RECORD EXCERPTS:
——————
PR #4511, opened 2019-09-06
Deprecation Transform: add #flag at method start

MarcusDenker:
When a deprecation transforms code, it is not clear why the method changed. This PR adds a #flag call at the method start

### DIFF
--- a/src/Kernel/Deprecation.class.st
+++ b/src/Kernel/Deprecation.class.st
@@ -228,7 +228,7 @@ Deprecation >> transformWarningNode [
 		arguments:
 			{(RBLiteralValueNode
 				value:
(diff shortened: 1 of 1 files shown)


jecisc:
Hum... Maybe we should have a setting for this.

Personally, I love the automatic transformations but I would not like to commit methods with such a flag. And it will make me lose a lot of time to remove all the flag each time.

jecisc:
Maybe an alternative would be to have a browser recording all automatic transformations in the current session and to open it (if it's not already opened) when a transformation happens.

Ducasse:
Yes I agree with Cyril.

MarcusDenker:
Ok

PR #4512, opened 2019-09-06
Update licence

juliendelplanque:
To set "Pharo Contributors" in copyright.

### DIFF
--- a/LICENSE
+++ b/LICENSE
@@ -1,21 +1,72 @@
-The MIT License (MIT)
+Licensed under the MIT License with parts under the Apache License.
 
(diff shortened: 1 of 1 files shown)


MarcusDenker:
We should make sure that it is in sync with the in-image version

juliendelplanque:
Sure, one step at a time, I just fixed the easy part bi GitHub web app.

juliendelplanque:
This should be sync during the bootstrap from source ideally by the way.

juliendelplanque:
Hum, the licence in image seems to be more complete, I will copy it here.

MarcusDenker (approved):

PR #4845, opened 2019-10-07
4837-Typing-Point-in-Transcript-raises-a-DNU-on-completion

### LINKED ISSUE #4837: Typing Point in Transcript raises a DNU on completion
Hello myroslava

When I type a class name in the transcript I get an error in CompletionController. 
Because Transcript does not understand selectedClassOrMetaClass
I imagine that you will have the same in old workspace.

MarcusDenker:
fixes #4837

### DIFF
--- a/src/Transcript-Core/ThreadSafeTranscript.class.st
+++ b/src/Transcript-Core/ThreadSafeTranscript.class.st
@@ -194,6 +194,11 @@ ThreadSafeTranscript >> printOn: aStream [
 	aStream nextPutAll: 'Transcript'
 ]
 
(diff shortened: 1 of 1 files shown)


Ducasse:
It would be nice to package this as extensions of the completion engine?

MarcusDenker:
We need to clean this up. There is a huge mess in these methods: #selectedBehavior #selectedClass, #selectedClassOrMetaClass. 

One of these is needed to evaluate, too. See #modelCurrentSelectedClass in the editor...

I propose to merge this as cleaning this up is another thing. (I put it on the backlog)

PR #4848, opened 2019-10-07
add-shortcut-printer

estebanlm:
adding a generic shortcut printer (needed to properly print menus for different platforms and backends).


Ducasse:
esteban this is cool. Now having some tests would be nice too. 
Because one day we will break it.

estebanlm:
not finished :)

Ducasse:
:) but going to bed now :)

estebanlm:
now is good to integration.

Ducasse:
You see 
ToggleMenuItemShortcut >> color [

 	^ color ifNil: [ Smalltalk ui theme ghostTextColor ]
 ]

I think that this guy should either be a subclass of displayableObject. 
We should stop adding Smalltalk ui theme and other like that in the code.

estebanlm:
you ask it, you have it

Ducasse:
Ok cool now I do not understand why I still see 

ToggleMenuItemShortcut >> color [

 	^ color ifNil: [ Smalltalk ui theme ghostTextColor ]
 ]
It should probably be something like [self theme ghostTextColor] no?

estebanlm:
is just that my network was failing and the push didn't arrive until a bit later.

Ducasse:
oki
——————
REQUIRED WORK: Identify the lines in the records above that contain the word "image", then state how many there are and nothing more.

TASK SOLUTION: 2